• **The task**
Every line of the entries below from the one containing "This corrects a" to the one containing "--- a/src/core/client/admin/components/UserStatus/BanModal.tsx", both ends included, must be written out exactly. No other line belongs in the answer.

Stored data entries:

##########

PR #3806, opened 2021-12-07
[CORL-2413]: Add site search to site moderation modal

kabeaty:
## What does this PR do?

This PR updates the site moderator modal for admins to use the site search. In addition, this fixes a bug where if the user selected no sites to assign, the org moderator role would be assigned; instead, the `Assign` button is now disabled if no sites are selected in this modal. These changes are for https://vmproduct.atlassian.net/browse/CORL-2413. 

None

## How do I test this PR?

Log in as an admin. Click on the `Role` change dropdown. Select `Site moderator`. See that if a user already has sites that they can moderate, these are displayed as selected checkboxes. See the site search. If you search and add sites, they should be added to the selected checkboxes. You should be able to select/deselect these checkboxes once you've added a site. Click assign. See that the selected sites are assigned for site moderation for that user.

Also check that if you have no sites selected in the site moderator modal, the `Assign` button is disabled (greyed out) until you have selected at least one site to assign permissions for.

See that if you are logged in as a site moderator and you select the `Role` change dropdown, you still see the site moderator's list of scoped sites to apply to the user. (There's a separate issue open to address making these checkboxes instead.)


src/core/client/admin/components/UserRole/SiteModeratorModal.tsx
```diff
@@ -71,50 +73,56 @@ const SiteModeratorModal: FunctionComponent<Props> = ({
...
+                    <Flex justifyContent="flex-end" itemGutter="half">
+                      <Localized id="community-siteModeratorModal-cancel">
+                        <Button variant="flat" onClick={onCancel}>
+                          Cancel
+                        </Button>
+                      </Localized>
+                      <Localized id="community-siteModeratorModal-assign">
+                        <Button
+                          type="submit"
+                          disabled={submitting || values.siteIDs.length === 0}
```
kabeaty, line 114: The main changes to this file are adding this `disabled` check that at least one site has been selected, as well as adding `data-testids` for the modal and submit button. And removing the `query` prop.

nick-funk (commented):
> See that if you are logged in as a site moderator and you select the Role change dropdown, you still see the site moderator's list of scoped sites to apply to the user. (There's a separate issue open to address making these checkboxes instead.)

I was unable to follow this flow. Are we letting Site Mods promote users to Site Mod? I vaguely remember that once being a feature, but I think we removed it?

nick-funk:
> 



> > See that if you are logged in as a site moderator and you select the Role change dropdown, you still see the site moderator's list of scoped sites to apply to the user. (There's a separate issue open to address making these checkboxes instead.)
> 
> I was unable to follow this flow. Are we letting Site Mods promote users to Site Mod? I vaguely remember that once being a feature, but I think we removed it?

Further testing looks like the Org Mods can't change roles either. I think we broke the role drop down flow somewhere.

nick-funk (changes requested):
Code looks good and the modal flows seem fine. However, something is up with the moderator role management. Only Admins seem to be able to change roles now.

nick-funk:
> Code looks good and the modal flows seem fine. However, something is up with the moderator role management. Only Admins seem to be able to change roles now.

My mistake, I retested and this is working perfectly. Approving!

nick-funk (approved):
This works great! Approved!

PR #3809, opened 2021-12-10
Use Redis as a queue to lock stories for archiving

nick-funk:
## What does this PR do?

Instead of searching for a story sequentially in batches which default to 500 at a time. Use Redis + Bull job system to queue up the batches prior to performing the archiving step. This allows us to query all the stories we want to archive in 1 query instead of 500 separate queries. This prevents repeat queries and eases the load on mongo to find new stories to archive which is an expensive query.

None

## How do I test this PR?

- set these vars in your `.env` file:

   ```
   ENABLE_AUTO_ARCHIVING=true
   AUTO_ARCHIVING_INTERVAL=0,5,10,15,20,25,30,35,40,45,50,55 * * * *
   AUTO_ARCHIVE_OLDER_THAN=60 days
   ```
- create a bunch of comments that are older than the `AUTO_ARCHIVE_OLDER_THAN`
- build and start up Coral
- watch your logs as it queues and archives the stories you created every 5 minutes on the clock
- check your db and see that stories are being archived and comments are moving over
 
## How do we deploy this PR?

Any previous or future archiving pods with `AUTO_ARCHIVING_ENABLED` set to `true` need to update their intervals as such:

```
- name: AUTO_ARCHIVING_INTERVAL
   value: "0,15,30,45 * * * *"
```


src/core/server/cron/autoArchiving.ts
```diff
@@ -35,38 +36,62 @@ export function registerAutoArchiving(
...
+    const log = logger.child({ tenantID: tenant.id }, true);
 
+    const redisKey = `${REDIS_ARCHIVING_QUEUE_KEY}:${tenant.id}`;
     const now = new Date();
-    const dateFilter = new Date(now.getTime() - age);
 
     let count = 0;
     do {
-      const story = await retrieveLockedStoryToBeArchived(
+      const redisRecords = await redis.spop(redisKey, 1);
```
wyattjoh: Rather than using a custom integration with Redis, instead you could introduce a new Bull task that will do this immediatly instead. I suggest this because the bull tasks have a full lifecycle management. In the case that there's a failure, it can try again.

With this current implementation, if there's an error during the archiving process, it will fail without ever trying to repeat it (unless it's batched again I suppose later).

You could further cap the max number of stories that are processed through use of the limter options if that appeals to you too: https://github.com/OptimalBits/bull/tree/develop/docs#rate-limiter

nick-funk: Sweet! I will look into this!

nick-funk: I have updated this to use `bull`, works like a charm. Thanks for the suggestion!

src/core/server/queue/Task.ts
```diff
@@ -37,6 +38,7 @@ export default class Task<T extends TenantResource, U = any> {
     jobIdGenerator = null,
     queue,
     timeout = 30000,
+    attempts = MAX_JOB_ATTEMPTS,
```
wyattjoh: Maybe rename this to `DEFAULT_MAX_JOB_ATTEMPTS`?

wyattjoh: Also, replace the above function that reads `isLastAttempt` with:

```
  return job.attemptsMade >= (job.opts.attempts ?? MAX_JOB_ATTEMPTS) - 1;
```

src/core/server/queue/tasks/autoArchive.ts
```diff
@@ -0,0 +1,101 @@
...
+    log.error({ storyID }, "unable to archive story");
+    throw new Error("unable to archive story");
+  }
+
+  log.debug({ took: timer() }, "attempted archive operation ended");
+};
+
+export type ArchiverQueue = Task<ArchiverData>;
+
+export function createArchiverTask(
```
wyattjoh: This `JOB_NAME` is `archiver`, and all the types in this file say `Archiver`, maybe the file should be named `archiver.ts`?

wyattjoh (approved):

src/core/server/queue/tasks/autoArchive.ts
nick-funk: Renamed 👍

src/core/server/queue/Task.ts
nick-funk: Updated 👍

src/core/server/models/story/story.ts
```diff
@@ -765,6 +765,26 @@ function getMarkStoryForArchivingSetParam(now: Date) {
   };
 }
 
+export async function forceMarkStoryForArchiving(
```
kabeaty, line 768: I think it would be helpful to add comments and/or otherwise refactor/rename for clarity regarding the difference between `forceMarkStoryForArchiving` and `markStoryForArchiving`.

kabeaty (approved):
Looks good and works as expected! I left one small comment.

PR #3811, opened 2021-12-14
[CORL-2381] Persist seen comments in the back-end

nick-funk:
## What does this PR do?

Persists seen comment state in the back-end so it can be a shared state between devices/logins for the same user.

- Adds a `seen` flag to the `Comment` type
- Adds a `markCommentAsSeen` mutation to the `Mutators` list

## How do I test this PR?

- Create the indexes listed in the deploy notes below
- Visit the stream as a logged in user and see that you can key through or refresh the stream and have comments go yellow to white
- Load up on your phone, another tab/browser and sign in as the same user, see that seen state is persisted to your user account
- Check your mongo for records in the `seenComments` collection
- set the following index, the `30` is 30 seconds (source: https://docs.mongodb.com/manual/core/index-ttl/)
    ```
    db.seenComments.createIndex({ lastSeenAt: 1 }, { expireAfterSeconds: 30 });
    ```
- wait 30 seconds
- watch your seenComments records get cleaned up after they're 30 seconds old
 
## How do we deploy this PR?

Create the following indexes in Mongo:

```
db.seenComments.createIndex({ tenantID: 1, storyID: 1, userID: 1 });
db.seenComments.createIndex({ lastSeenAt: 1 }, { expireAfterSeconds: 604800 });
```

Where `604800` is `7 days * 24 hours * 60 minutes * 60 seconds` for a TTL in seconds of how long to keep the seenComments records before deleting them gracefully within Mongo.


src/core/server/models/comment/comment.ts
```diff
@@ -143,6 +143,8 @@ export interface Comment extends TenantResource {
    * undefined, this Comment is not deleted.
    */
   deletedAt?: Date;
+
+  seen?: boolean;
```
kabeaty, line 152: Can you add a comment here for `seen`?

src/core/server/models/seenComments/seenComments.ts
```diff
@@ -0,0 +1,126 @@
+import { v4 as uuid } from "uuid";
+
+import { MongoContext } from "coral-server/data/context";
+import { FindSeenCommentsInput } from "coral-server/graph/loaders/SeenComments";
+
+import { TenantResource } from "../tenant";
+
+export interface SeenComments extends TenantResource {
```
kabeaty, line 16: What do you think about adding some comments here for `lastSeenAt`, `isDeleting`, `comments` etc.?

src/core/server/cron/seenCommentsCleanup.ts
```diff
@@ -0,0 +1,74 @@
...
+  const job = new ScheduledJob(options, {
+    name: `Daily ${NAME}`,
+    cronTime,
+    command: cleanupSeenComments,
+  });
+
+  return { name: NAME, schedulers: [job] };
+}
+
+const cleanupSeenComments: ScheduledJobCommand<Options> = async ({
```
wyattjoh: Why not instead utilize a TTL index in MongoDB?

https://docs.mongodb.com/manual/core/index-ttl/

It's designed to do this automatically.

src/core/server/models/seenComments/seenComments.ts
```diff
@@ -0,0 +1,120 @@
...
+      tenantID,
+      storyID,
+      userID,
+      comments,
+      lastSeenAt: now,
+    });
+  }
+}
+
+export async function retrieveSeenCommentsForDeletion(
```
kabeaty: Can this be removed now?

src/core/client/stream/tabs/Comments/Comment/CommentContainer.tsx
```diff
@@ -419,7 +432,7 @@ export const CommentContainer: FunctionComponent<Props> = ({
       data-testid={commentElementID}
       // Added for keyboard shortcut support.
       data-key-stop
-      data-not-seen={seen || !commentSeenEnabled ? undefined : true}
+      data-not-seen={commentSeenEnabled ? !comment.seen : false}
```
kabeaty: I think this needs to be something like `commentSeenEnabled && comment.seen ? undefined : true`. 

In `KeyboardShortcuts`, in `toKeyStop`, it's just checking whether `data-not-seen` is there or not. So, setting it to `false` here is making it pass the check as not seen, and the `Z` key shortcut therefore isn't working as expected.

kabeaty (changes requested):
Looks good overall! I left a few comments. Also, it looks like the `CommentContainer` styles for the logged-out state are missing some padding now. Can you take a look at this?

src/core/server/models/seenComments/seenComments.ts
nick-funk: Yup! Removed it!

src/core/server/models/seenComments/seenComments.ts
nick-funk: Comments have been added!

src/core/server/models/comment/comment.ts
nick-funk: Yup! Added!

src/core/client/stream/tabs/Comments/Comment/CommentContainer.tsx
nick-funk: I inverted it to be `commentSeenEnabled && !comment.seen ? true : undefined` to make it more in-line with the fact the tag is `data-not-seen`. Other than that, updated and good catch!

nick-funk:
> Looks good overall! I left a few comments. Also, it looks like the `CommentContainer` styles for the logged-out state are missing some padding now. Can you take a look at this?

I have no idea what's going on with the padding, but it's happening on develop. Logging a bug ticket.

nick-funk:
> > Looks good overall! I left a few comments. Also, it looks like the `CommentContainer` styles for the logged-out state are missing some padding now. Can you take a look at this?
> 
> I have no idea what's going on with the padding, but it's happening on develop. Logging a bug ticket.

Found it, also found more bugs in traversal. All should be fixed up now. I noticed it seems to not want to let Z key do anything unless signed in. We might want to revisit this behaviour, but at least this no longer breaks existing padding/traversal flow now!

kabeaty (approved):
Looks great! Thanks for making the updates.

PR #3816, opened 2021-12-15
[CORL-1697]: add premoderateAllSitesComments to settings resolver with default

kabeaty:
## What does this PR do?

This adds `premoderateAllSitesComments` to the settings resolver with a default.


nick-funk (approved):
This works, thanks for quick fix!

##########

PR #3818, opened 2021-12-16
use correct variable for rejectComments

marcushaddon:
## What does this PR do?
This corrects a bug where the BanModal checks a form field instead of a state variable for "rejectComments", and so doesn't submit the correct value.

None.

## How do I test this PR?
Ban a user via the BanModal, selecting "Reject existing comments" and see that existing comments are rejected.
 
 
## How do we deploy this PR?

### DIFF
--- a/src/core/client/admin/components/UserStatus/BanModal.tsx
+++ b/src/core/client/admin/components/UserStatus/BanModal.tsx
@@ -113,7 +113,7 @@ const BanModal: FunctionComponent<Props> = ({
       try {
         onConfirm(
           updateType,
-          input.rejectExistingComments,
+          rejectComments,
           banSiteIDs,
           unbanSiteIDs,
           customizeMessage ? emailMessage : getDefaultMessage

##########

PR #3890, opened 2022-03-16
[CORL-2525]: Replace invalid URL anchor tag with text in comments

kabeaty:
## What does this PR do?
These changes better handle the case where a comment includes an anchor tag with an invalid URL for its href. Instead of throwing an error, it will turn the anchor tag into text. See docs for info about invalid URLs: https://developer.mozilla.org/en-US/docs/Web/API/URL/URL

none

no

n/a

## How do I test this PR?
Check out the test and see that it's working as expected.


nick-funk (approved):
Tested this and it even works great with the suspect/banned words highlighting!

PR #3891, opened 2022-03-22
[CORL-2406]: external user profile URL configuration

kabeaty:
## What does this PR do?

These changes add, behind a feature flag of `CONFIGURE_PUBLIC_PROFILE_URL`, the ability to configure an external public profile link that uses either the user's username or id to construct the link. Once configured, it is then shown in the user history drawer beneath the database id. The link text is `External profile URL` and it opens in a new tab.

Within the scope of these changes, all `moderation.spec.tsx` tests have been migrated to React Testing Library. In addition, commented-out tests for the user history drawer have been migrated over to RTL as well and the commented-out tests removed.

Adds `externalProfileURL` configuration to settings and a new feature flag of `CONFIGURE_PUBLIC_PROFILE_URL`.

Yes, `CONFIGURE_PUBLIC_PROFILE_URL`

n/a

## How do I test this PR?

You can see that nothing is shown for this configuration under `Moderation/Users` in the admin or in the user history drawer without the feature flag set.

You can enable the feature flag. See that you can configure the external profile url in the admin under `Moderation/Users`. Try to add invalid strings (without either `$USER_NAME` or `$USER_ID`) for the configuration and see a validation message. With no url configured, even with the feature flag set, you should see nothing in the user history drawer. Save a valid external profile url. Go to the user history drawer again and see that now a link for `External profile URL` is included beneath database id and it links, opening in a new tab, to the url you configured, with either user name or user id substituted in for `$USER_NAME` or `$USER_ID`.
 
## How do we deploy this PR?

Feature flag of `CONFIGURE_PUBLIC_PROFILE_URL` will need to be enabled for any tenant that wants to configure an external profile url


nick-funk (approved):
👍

##########

• **Task answer**
This corrects a bug where the BanModal checks a form field instead of a state variable for "rejectComments", and so doesn't submit the correct value.

None.

## How do I test this PR?
Ban a user via the BanModal, selecting "Reject existing comments" and see that existing comments are rejected.
 
 
## How do we deploy this PR?

### DIFF
--- a/src/core/client/admin/components/UserStatus/BanModal.tsx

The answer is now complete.